The clouds hung heavy over the hills as we started up the road to Hurricane Ridge.  A small fawn wandered back and forth across street just beyond the entrance station.  About eight miles up the road the sun started to slide in and out from behind the clouds and blue sky spread out.  One of the mysteries of Hurricane Ridge is waiting to see what the weather will be like when you reach the top.   On days like today, the waiting is worth it.  When we reached the top the clouds were beneath us and clear skies above us.

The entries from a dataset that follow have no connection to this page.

PR #1211, opened 2020-07-25
API: Get session by name

rwols:
Will be useful for e.g. LSP-metals and LSP-julia so that their commands are hidden in the command palette when there's no session with that name attached to the view.

### DIFF
--- a/plugin/core/registry.py
+++ b/plugin/core/registry.py
@@ -84,13 +84,27 @@ def get_position(view: sublime.View, event: Optional[dict] = None) -> int:
 
 
 class LspTextCommand(sublime_plugin.TextCommand):
+    """
+    Inherit from this class to define your requests that should be triggered via the command palette and/or a
+    keybinding.
+    """
 
+    # When this is defined in a derived class, the command is enabled if and only if there exists a session attached
+    # to the view that has the given capability. When both `capability` and `session_name` are defined, `capability`
+    # wins.
     capability = ''
+
+    # When this is defined in a derived class, the command is enabled if and only if there exists a session attached
+    # to the view that has the given name. When both `capability` and `session_name` are defined, `capability` wins.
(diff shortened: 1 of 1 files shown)


plugin/core/registry.py
```diff
@@ -86,11 +86,15 @@ def get_position(view: sublime.View, event: Optional[dict] = None) -> int:
 class LspTextCommand(sublime_plugin.TextCommand):
 
     capability = ''
+    session_name = ''
```
rchl, line 89: Since you want to make it a public API, can we add comments here explaining the relationship between those two (`capability` wins if set, `session_name` only checked if `capability` is not set)?

Or maybe it should rather work so that both are checked always (when set)? So that we can restrict the command to both at the same time?

rwols: > Or maybe it should rather work so that both are checked always (when set)? So that we can restrict the command to both at the same time?

Well, a helper package knows exactly which capabilities the server has, so this seems redundant.

rchl: I guess I don't have any counter-arguments for that :)

Just that it wouldn't hurt to make things more explicit and would also make the logic more straight-forward (all respected when set rather than one having higher priority when set).

plugin/core/registry.py
```diff
@@ -84,13 +84,26 @@ def get_position(view: sublime.View, event: Optional[dict] = None) -> int:
...
+    keybinding.
+    """
 
+    # When this is defined in a derived class, the command is enabled if and only if there exists a session attached
+    # to the view that has the given capability.
     capability = ''
 
+    # When this is defined in a derived class, the command is enabled if and only if there exists a session attached
+    # to the view that has the given name.
+    session_name = ''
```
rchl, line 98: It's still not explained that this is ignored when `capability` is set.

We slowed to a crawl as we reached the lodge.  On this stretch of the road people forget that cars pass through the road and pedestrians walk about with total disregard for passing vehicles.   We continued on up the road, driving slowly past the first and second picnic areas until we reached the parking area for the Hurricane Hill Trail.  

Slowly we circled the lot.  It was full. 

 We drove back down to the second picnic area and parked.  Finding a table, nestled in the trees but partially warmed by the sun, we ate our sandwiches while listening to a raven call out above.  Then we saw it as it sailed over the trees.  Someone in the parking lot was able to capture a picture as it flew away, but alas, we weren’t prepared. 

Once again we headed up to the Hurricane Trail Parking lot, still no empty spaces, but we circled the lot.  And then as we started to circle it a third time a couple came up and indicated that they would be pulling out.  

As we started out the trail, we were rewarded for our patience.  Brilliant blues of lupine grow close to the trail.  Looking closely, we discovered tiger lilies amidst beds of Indian paintbrush and all along the trail wildflowers of whites and pinks and yellows greeted us as we walked along. 

The wildflowers are late this year.   Winter stayed beyond its welcome up on the ridge.  But since this was my first trip up there this year, I’ll forgive the winter for its persistence.  Perhaps we’ll get out the trail again before the winds and rain come and remind us why it is called Hurricane Ridge.